After reading a dataset:
dataset <- read.csv("forR.csv")
- How can I get R to give me the number of cases it contains?
- Also, will the returned value include of exclude cases omitted with
na.omit(dataset)?
After reading a dataset:
dataset <- read.csv("forR.csv")
na.omit(dataset)?dataset will be a data frame. As I don't have forR.csv, I'll make up a small data frame for illustration:
set.seed(1)
dataset <- data.frame(A = sample(c(NA, 1:100), 1000, rep = TRUE),
B = rnorm(1000))
> head(dataset)
A B
1 26 0.07730312
2 37 -0.29686864
3 57 -1.18324224
4 91 0.01129269
5 20 0.99160104
6 90 1.59396745
To get the number of cases, count the number of rows using nrow() or NROW():
> nrow(dataset)
[1] 1000
> NROW(dataset)
[1] 1000
To count the data after omitting the NA, use the same tools, but wrap dataset in na.omit():
> NROW(na.omit(dataset))
[1] 993
The difference between NROW() and NCOL() and their lowercase variants (ncol() and nrow()) is that the lowercase versions will only work for objects that have dimensions (arrays, matrices, data frames). The uppercase versions will work with vectors, which are treated as if they were a 1 column matrix, and are robust if you end up subsetting your data such that R drops an empty dimension.

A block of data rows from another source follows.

PR #197, opened 2023-04-21
Simplify MapAsyncIterable using async generator semantics

kristjanvalur:
This PR rewrites the `MapAsyncIteable` using simple native async primitives

## Problem

The existing implementation of `MapAsyncIterable` has several problems, mostly to do with `aclose()` semantics.
This has become evident in projects such as [Strawberry-graphql](https://github.com/strawberry-graphql/strawberry)
where calling `aclose()` on a subscription sometimes behaves in unexpected manner.  Fundamentally this is caused by the unnecessarily complex implementation, containing inner `Task` objects (created by `ensure_future()`) created for each iterated value.

A concrete problem which sometimes manifests itself is that calling `aclose()` on this iterator results in a RuntimeError.  The reason is that the actual `__anext()__` call is currently performed in a separate `Task`.  Even when that task is cancelled it may still be pending

The iterable _tries_ to look like an `AsyncGenerator` but fails to correctly implement the changes of `aclose()` which
added in Python 3.8, where such an iterator is not allowed to be re-entrant.

Ultimately, the class-based implementation is unnecessarily complex for something as fundamentally simple as iterating over, and mapping, another iterable.

## Changes

This PR rewrites this iterator using an AsyncGenerator, thus ensuring that simple and understandable internal mechanisms
are used.  It avoids any use of synchronization primitives and Task objects and simply iterates over the results.  It provides the extended `aclose()` optional semantics for the inner iterable as expected.

We remove unnecessary unit tests for this class and fix the ones making strange assumptions, such as ones making it allowable to ignore GeneratorExits and _yield_ data.  Also a test for un-closing an iterator is removed, since that is a completely un-pythonic idea.

## Further improvements

Further enhancements might be:

- remove the `athrow()` and `is_closed` members which serve no purpose
- implement this method entirely as an Async Generator, and drop the special type, which only complicates code.  The relevant checks in graphql-core could then use the `inspect.isasyncgen()` method instead.

### DIFF
--- a/src/graphql/execution/map_async_iterable.py
+++ b/src/graphql/execution/map_async_iterable.py
@@ -1,8 +1,7 @@
 from __future__ import annotations  # Python < 3.10
 
-from inspect import isawaitable
 from types import TracebackType
-from typing import Any, AsyncIterable, Callable, Optional, Type, Union
+from typing import Any, AsyncIterable, Awaitable, Callable, Optional, Type, Union
 
 
 __all__ = ["MapAsyncIterable"]
@@ -11,18 +10,21 @@ __all__ = ["MapAsyncIterable"]
 # The following is a class because its type is checked in the code.
 # otherwise, it could be implemented as a simple async generator function
 
+
 # noinspection PyAttributeOutsideInit
 class MapAsyncIterable:
     """Map an AsyncIterable over a callback function.
 
     Given an AsyncIterable and a callback function, return an AsyncIterator which
-    produces values mapped via calling the callback function.
+    produces values mapped via calling the callback async function.
 
-    When the resulting AsyncIterator is closed, the underlying AsyncIterable will also
-    be closed.
+    Similar to an AsyncGenerator, an `aclose()` method is provivde which
+    will close the underlying AsyncIterable be if it has an `aclose()` method.
     """
 
-    def __init__(self, iterable: AsyncIterable, callback: Callable) -> None:
+    def __init__(
+        self, iterable: AsyncIterable[Any], callback: Callable[[Any], Awaitable[Any]]
+    ) -> None:
         self.iterator = iterable.__aiter__()
         self.callback = callback
         self._ageniter = self._agen()
@@ -39,8 +41,7 @@ class MapAsyncIterable:
     async def _agen(self) -> Any:
         try:
             async for v in self.iterator:
-                result = self.callback(v)
-                yield (await result) if isawaitable(result) else result
+                yield await self.callback(v)
         finally:
             self.is_closed = True
             if hasattr(self.iterator, "aclose"):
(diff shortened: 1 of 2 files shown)


Cito:
Thanks a lot @kristjanvalur. I always wanted to revisit this part of the code anyway. Will definitely look into this, but please have some patience since I'm currently busy with other things.

kristjanvalur:
Also,  I think it is prudent for you to review the semantics here.  I see that this has recently been renamed to "Iterable" rather than "Iterator".    I am not sure that this is wise.  A list is an "iterable", but a list iterator is, while technically also an iterable, is an iterator.   The concept of an iterable is something which can be iterated over multiple times.
In the sense of subscriptions, this makes no sense.   (You don't want to execute the same subscription multiple times)
If something has a `__next__()` method, it is primarily an iterator. (same goes for async)

kristjanvalur:
By the way, one of the bad side effects of the previous implementation is that it makes debugging hard.  The `__anext__()` method is executed in its own `Task` which means that the call chain is broken.

Cito:
> Also, I think it is prudent for you to review the semantics here. I see that this has recently been renamed to "Iterable" rather than "Iterator". I am not sure that this is wise.

I was mirroring [that change in Change.js](https://github.com/graphql/graphql-js/commit/4822cb4bedc7bc45d6c4be136e9180fb0312a9bb) here. I think JavaScript was inspired by Python regarding iterables, so the semantics is pretty similar. The reason for the renaming was that the class has an `__aiter__` method. So it is not *only* an Iterator, but also an Iterable (similar for JavaScript).

Remember that the goal of GraphQL.js is to be a pretty much 1:1 translation of GraphQL.js to Python. I try to avoid doing or naming things differently, because only by staying close to the original it is sustainable to maintain the library and keep it up to date with the current developments.

For instance, I'm currently working on getting the `@defer/@stream` directives from GraphQL.js into GraphQL.core which is quite a big feature which requires many changes in the execution module. I will look into your PR once I'm done with that big change, and make sure it's compatible.

> By the way, one of the bad side effects of the previous implementation is that it makes debugging hard. The `__anext__()` method is executed in its own Task which means that the call chain is broken.

Agreed, that's another good reason to change it.

kristjanvalur:
Yes, no rush at all.  I'll probably implement workarounds in strawberry anyway.  

I also had time to think it over and I don't think my comments on iterables/iterators are necessarily correct, I guess I got caught up in the moment.  Cheers!

kristjanvalur:
Closing this in favor of #199 , now that https://github.com/graphql-python/graphql-core/commit/62749e5a397946ef6e8186e759360aad3cb7715b has been committed.  There is no need to keep the MapAsyncIterable _class_ around.

Cito:
Thanks. Will try to get #199 into the next pre-release (very soon).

Alternatively, use complete.cases() and sum it (complete.cases() returns a logical vector [TRUE or FALSE] indicating if any observations are NA for any rows.
> sum(complete.cases(dataset))
[1] 993
Briefly:
Run dim(dataset) to retrieve both n and k, you can also use nrow(df) and ncol(df) (and even NROW(df) and NCOL(df) -- variants are needed for other types too).
If you transform e.g. via dataset <- na.omit(dataset), then the cases are gone and are not counted. But if you do e.g. summary(dataset) the NA cases are accounted for.